Historical Practices. Prior decisions of the political branches, particularly their long-established, historical practices, are an important source of constitutional meaning. Courts have viewed historical practices as a source of the Constitution’s meaning in cases involving questions about the separation of powers, federalism, and individual rights, particularly when the text provides no clear answer.

Constitutional ambiguity: Some parts of the Constitution are mostly clear. For example age requirements and terms in office for members of congress and the President are not generally disputed, if at all. Other parts of the Constitution are ambiguous or even silent on important aspects of what the Constitution says or doesn't say.

For example, the paper described how the US Supreme Court got power to be the final decider of what is Constitutional and what isn't. The Founders could not decide the matter, so they left it ambiguous. The paper comments:
Early in the history of the United States, the Supreme Court began to exercise the power that it is most closely and famously associated with—its authority of judicial review. In its 1803 decision in Marbury v. Madison, the Supreme Court famously asserted and explained the foundations of its power to review the constitutionality of federal governmental action. During the two decades following its holding in Marbury, the Court decided additional cases that helped to establish its power to review the constitutionality of state governmental action. If a challenged governmental action is unconstitutional, the Court may strike it down, rendering it invalid. When performing the function of judicial review, the Court must necessarily ascertain the meaning of a given provision within the Constitution, often for the first time, before applying its interpretation of the Constitution to the particular governmental action under review.

That ambiguity reflected the deep, unresolvable disagreements among the Founding Fathers about where the power to decide constitutionality should reside. Given the ambiguity and social complexity, it is not clear than any one of the major modes of constitutional interpretation is necessarily universally authoritative or better than the others.

In view of increasing overt politicization of the federal judiciary, especially under President Trump and an extremist Republican Senate, it is reasonable to think that constitutional interpretation is going to increasingly conform to conservative Christian, pro-business and populist beliefs about what the Constitution means.

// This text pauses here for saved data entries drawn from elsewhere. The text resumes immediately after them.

PR #698, opened 2015-09-12
2.2: Prettifier ArrayOps Support

cheeseng:
Enhanced Prettifier to support ArrayOps.


cheeseng:
We'll fix this in 3.0.x.

PR #700, opened 2015-09-14
Generators for efficiently generating sets of ordered pairs.

rfries:
Contains generators for basic numeric types (Long, Int, Char, Byte, Double, and Float) for producing pairs (a, b) such that a < b or a <= b.


plinlor:
@cla-bot[bot] check

PR #760, opened 2015-11-02
Build Refactor Step 1

cheeseng:
Moved project build code for regular and generated tests into RegularTests.scala and GenerateTests.scala.


cheeseng:
Will be submitted against different feature branch.

PR #773, opened 2015-11-12
Spec -> RefSpec Rename

cheeseng:
Added RefSpec and RefSpecLike, and deprecated Spec and SpecLike.


cheeseng:
Changes already in 3.0.x branch, no longer applicable.

PR #783, opened 2015-11-23
Replace <ul> element with <dl> in FunSuite scaladoc

gcberger:
A simpler workaround than previous ul-to-table one.


bvenners:
Didn't notice this one was a substitute for the previous one until after I had already merged in the previous one, so just did substitution by hand. I.e., this PR won, but the other got merged.

PR #805, opened 2015-12-16
Runnable Examples-js

cheeseng:
Make examples.js runnable by not copying examples that use java.io.File when generating examples.js.


cheeseng:
Closing because this is included in this newer PR: 

https://github.com/scalatest/scalatest/pull/1219

PR #807, opened 2015-12-17
Make the eventually construct understand failed assumptions

cb372:
When an `assume` fails, it throws a `TestCanceledException` to cancel the test. `eventually` should understand this and rethrow the exception instead of retrying.

See the new test for an example of what I'm talking about.


plinlor:
@cla-bot[bot] check

Issue #630, opened 2015-06-27
report absolute file and line number of failing test


fommil:
Many text editors can perform automatic "jump to error" and so on if the absolute file and line number is included in a warn/error message.

It would be incredibly useful for emacs/Vim/sublime/atom integration if failing scalatests were reported with full path and line number (emacs even supports column number).

The failing line in the test need not be automatically discovered (unrolling the stacktrace can be a pretty tough job), it is enough to have the line that begins the test.

For example, today if my test fails I see this:

```
[info] - should marshal DebugLocation *** FAILED ***
[info]   SexpCons(SexpSymbol(:return),SexpCons(SexpCons(SexpSymbol(:ok),SexpCons(SexpCons(SexpSymbol(:type),SexpCons(SexpSymbol(reference),SexpCons(SexpSymbol(:object-id),SexpCons(SexpString(57),SexpNil)))),SexpNil)),SexpCons(SexpNumber(666),SexpNil))) was not equal to SexpCons(SexpSymbol(:type),SexpCons(SexpSymbol(reference),SexpCons(SexpSymbol(:object-id),SexpCons(SexpString(57),SexpNil)))) (SwankFormatsSpec.scala:20)
[info]   org.scalatest.exceptions.TestFailedException:
[info]   at org.scalatest.MatchersHelper$.newTestFailedException(MatchersHelper.scala:160)
[info]   at org.scalatest.Matchers$AnyShouldWrapper.shouldBe(Matchers.scala:6408)
... big stack trace ...
```

Note the failing line 20 in the error message is just some utility, not the actual test, and the filename is not absolute. We could potentially infer the filename using ENSIME, but that means this won't work without an ENSIME server.

but if it was like this, then I'd be able to jump to that failing test easily:

```
[info] - should marshal DebugLocation *** FAILED *** /path/to/my/file/SwankFormatsSpec.scala:100
...
```

Then the filepath and line can be extracted with a pattern match.

Some people might find it useful to have the filename/line on ignored tests as well.

I've tried my best to get something working in https://github.com/hvesalai/sbt-mode/pull/29 but my changes only allow the user to jump the cursor to the failure message, it doesn't open up the failed test's source code.

bvenners:
Hi Sam,

Are you familiar with the Location API in ScalaTest's event model? Its purpose is to allow IDEs to hop to the relevant line of code for events for which that is useful. It is an ADT defined here:

[...]

PR #820, opened 2015-12-29
Machine readable location information for Emacs

fommil:
This is my best attempt at #630 but it's probably not a particularly clean implementation and I'm not really able to test it properly because my machine is not powerful enough to compile/test scalatest.

### DIFF
--- a/scalatest/src/main/scala/org/scalatest/tools/StringReporter.scala
+++ b/scalatest/src/main/scala/org/scalatest/tools/StringReporter.scala
@@ -781,9 +781,19 @@ private[scalatest] object StringReporter {
         val tff: Vector[Fragment] = fragmentsOnError(Resources.failedNote, Resources.testFailed _, message, throwable, formatter, Some(suiteName), Some(testName), duration,
             presentUnformatted, presentAllDurations, presentShortStackTraces, presentFullStackTraces, AnsiRed)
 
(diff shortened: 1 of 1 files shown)


bvenners:
Awesome thanks. We'll run the tests. I also want to try out the whole ENSIME experience Is emacs the best way to try it, and is this how I would get going:

https://github.com/ensime/ensime-emacs/wiki/Quick-Start-Guide

I never had enough stick-to-it-ive-ness to learn emacs. Always switched back to vi before I crossed the threshold into day to day usability. Think how much more I could have accomplished if I'd only had the patience! But perhaps it is not too late. I will need to relearn at least a few keypresses to test this.

fommil:
yes that's probably the best guide, but I guess it assumes Emacs experience, so you may find yourself digressing into general Emacs tutorials (I won't discourage such honourable behaviour!). We're hoping to update the docs over the coming months to make the experience better.

fommil:
I don't understand how my changes could have broken the build, since they shouldn't be executed :-/

I'm surprised that travis can run your tests! Scalatest requires a lot more horsepower than ENSIME, and travis wasn't able to handle ENSIME so we moved to a self-hosted drone.

I should emphasise that I haven't been able to run this branch yet, so I can't confirm that it does what I originally wanted. But hopefully it makes sense?

PR #824, opened 2016-01-13
Immediate Note & Alert in SBT

cheeseng:
Make note and alert to print directly to standard output immediately without waiting for the suite to complete.


bvenners:
Closing this because we discovered:

logBuffered in Test := false

PR #854, opened 2016-03-14
WIP: Prettifier Refactoring [DO NOT MERGE]

cheeseng:
This refactoring is bigger than expected, so this PR is created earlier so that the review process can already.


cheeseng:
We'll use a better approach for SourceInfo and Prettifier.

Issue #855, opened 2016-03-15
Test compilation fails when attempting to use "assertDoesNotCompile"


pawelkrol:
Observed below described problem with the latest `ScalaTest` version `2.2.6`.

Since the following code does not compile...

```
scala> val i: Int = null
<console>:10: error: an expression of type Null is ineligible for implicit conversion
       val i: Int = null
                    ^
```

...I would have expected making an assertion regarding the same code defined in a spec file to pass:

```
import org.scalatest.FunSpec

class MySpec extends FunSpec {
  describe("class Null") {
    it("cannot assign a null value to an integer variable") {
      assertDoesNotCompile("val i: Int = null")
    }
  }
}
```

However, it does not. It does not even compile the test itself:

```
> test
[info] Compiling 1 Scala source to /home/djgruby/scala-playground/target/scala-2.11/test-classes...
[error] <macro>:1: an expression of type Null is ineligible for implicit conversion
[error] { val i: Int = null }
[error]                ^
[error] one error found
[error] (test:compileIncremental) Compilation failed
[error] Total time: 0 s, completed Mar 15, 2016 9:12:48 PM
```

Is it an issue with a package, or am I missing something in regard to how `assertDoesNotCompile` should work?

Many thanks!

bvenners:
Looks like a bug in assertDoesNotCompile, because assertDoesNotCompile should itself always compile.

pawelkrol:
Thanks a lot for your confirmation. I am looking forward to a new release version containing a bug fix.

cheeseng:
@pawelkrol @bvenners Just a quick update, fix for this is on its way: 

https://github.com/cheeseng/scalatest/tree/compile-macro-fix

Once all related problems are fixed I think we should backport the fixes to 2.2.x too.

pawelkrol:
Thank you for an update. Very much appreciated!

daniel-kullmann:
Shouldn't htis issue be closed, then?

PR #859, opened 2016-03-21
CompileMacro Fix

cheeseng:
Fixed CompileMacro problem when used with 'val i: Int = null'.


cheeseng:
This is the fix for the following issue: 

https://github.com/scalatest/scalatest/issues/855

PR #1844, opened 2020-07-01
3.2: Keep suite reporter in map until the SuiteCompleted message is dealt with

johnduffell:
This is a forward port of https://github.com/scalatest/scalatest/pull/1843
The same issue is occurring in 3.2, when running two trivial ASync tests from SBT only one of the tests is reported, the other is not because the underlying Reporter is being removed when all of the child tests are complete, and not waiting for the SuiteCompleted event.  This means that when the second test is flushed to the reporter, there is no reporter, so the output is lost (although the failing test is still failing)

### DIFF
--- a/jvm/core/src/main/scala/org/scalatest/tools/SuiteSortingReporter.scala
+++ b/jvm/core/src/main/scala/org/scalatest/tools/SuiteSortingReporter.scala
@@ -173,6 +173,7 @@ private[scalatest] class SuiteSortingReporter(dispatch: Reporter, val testSortin
           dispatch(doneEvent)
           dispatchToRegisteredSuiteReporter(head.suiteId, doneEvent)
         }
+        suiteReporterMap -= (head.suiteId)
         slotListBuf = fireReadySuiteEvents(slotListBuf.tail)
         if (slotListBuf.size > 0) 
           scheduleTimeoutTask()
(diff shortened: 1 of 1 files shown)


artimasites:
@cla-bot[bot] check

jvm/core/src/main/scala/org/scalatest/tools/SuiteSortingReporter.scala
```diff
@@ -173,6 +173,7 @@ private[scalatest] class SuiteSortingReporter(dispatch: Reporter, val testSortin
           dispatch(doneEvent)
           dispatchToRegisteredSuiteReporter(head.suiteId, doneEvent)
         }
+        suiteReporterMap -= (head.suiteId)
```
cheeseng, line 176: @johnduffell I am not sure if this is needed, it seems like you have also added the same code in the fireReadySuiteEvents which is called right after this line, perhaps I am missing something here?

johnduffell: same comment as https://github.com/scalatest/scalatest/pull/1843#pullrequestreview-451555737
> `fireReadySuiteEvents` is only called with the tail of the `slotListBuf`, we are only dealing with the head by the looks of it in this function.
> I may well have not fully understood the code, but it looked like I needed to cover both.

PR #1861, opened 2020-07-29
[3.2] Avoid polling Scala futures

cheeseng:
This is ported from 3.1.x which includes changes from the following PR: 

https://github.com/scalatest/scalatest/pull/1794
https://github.com/scalatest/scalatest/pull/1860


raboof:
Thanks!

PR #1869, opened 2020-08-04
Allow pendingUntilFixed to catch Throwables

disordered:
Some frameworks (ZIO, for example) may result in an error that extends from `Throwable` directly instead of an `Exception` when effect is run. Test code then has to be wrapped into an extra try/catch to mark test pending.

If you think catching `Throwable` is too drastic due to catching fatal errors too, we could add extra patterns for fatal errors, or allow all subtypes of `Error` to propagate.

### DIFF
--- a/dotty/core/src/main/scala/org/scalatest/Assertions.scala
+++ b/dotty/core/src/main/scala/org/scalatest/Assertions.scala
@@ -1263,7 +1263,7 @@ trait Assertions extends TripleEquals  {
    * </p>
    *
    * @param f a block of code, which if it completes abruptly, should trigger a <code>TestPendingException</code>
-   * @throws TestPendingException if the passed block of code completes abruptly with an <code>Exception</code> or <code>AssertionError</code>
+   * @throws TestPendingException if the passed block of code completes abruptly with a <code>Throwable</code>
    */
   def pendingUntilFixed(f: => Unit)(implicit pos: source.Position): Assertion with PendingStatement = {
     val isPending =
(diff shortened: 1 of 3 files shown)


disordered:
> Hi @disordered, we require contributors to sign our Contributor License Agreement, and we don't have yours on file. In order for us to review and merge your code, please access https://www.artima.com/cla/choose-type to sign our Contributor License Agreement. Your effort is highly appreciated. Thank you.

I reviewed the agreement, and I don't feel like sharing my contact information and address with you guys. You can still use the contribution as you wish, though.

bvenners:
@disordered Hmm, curious why does ZIO throw exceptions that Throwable? That seems unidiomatic on the JVM.

disordered:
> @disordered Hmm, curious why does ZIO throw exceptions that Throwable? That seems unidiomatic on the JVM.

I don't really know. I would have guessed that it is their way to suppress stacktraces (ZIO tracks fiber failures accross threads), but turns out you can suppress stacktrace on exceptions too.

Maybe scaladoc on `FiberFailure` sheds some light:

> Represents a failure in a fiber. This could be caused by some non- recoverable error, such as a defect or system error, by some typed error, or by interruption (or combinations of all of the above).
>This class is used to wrap ZIO failures into something that can be thrown, to better integrate with Scala exception handling.

disordered:
@bvenners I switched the catch to [NonFatal](https://www.scala-lang.org/api/2.13.3/scala/util/control/NonFatal$.html ) instead, which will not catch what scala considers fatal throwables.

PR #1874, opened 2020-08-08
Quote path for regex

martijnhoekstra:
Windows paths contain backslash which will be interpreted by the regex engine if left unquoted.

Targetting 3.1.x. Should it? Or should this be retargeted?


artimasites:
@cla-bot[bot] check

PR #1878, opened 2020-08-13
3.2.1 Fix

cheeseng:
- Remove suite reporter only when the suite's tests are completed.
- Minor tweak to futureValueImpl to skip Await.ready when future is already available at the call site.

@johnduffell Do you mind to sanity check if this still fix your issue intended to be fixed in https://github.com/scalatest/scalatest/pull/1844 ?

Cheers.


johnduffell:
Sorry to hear about the regression.  I have a task to upgrade our project soon so I will check both  3.2.1 and 3.2.2-M1 and let you know.
I didn't add any tests for these scenarios, perhaps the existing tests do not cover this area.

cheeseng:
@johnduffell Sorry I have not able to deployed 3.2.2-M1 today as try to look into another issue of futureValueImpl, I shall attempt again tomorrow.

Issue #1883, opened 2020-08-28
Reporter completed abruptly with TryValues


seblm:
Since #1738 there is a regression:
given `SocketReporter` is registered (`-K host port`)
when any assertion failure is raised by `TryValues`
then `SocketReporter` completed abruptly

```
Exception in thread "Thread-37" java.io.WriteAbortedException: writing aborted; java.io.NotSerializableException: org.scalatest.TryValues$SuccessOrFailure
	at java.io.ObjectInputStream.readObject0(ObjectInputStream.java:1654)
...
Caused by: java.io.NotSerializableException: org.scalatest.TryValues$SuccessOrFailure
	at java.io.ObjectOutputStream.writeObject0(ObjectOutputStream.java:1184)
...
Reporter completed abruptly with an exception after receiving event: TestFailed(Ordinal(0, 4),The Try on which success was invoked was not a Success; it was Failure(java.lang.Exception: failure).,MySpec,package.MySpec,Some(package.MySpec),My should works,should works,Vector(),Vector(),Some(org.scalatest.exceptions.TestFailedException: The Try on which success was invoked was not a Success; it was Failure(java.lang.Exception: failure).),Some(519),Some(IndentedText(- should works,should works,1)),Some(SeeStackDepthException),Some(package.MySpec),None,pool-1-thread-1-ScalaTest-running-MySpec,1598614861046).
java.io.NotSerializableException: org.scalatest.TryValues$SuccessOrFailure
```

seblm:
Here is [a minimal project](https://github.com/seblm/try-values-not-serializable) that reproduce the defect.

seblm:
For the record, #1738 introduces the regression onto [3.1.x branch](../tree/3.1.x) but it is actually #1878 that cherry-pick this change to [3.2.x branch](..).

kpbochenek:
I am also getting something similar:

The questions all of this raises are mind boggling. Are federal judges morphing into nothing more than partisan politicians in black robes? Or, have they always been that way? Have they been that way in just the last 30 years or so? Should there be an accepted, authoritative mode of constitutional interpretation, or should federal judges and politicians have freedom to see what they want in the constitution? It is possible to establish a single mode of constitutional interpretation? Is it possible for our two-party political system to find and put ideologically less biased judges on the federal bench?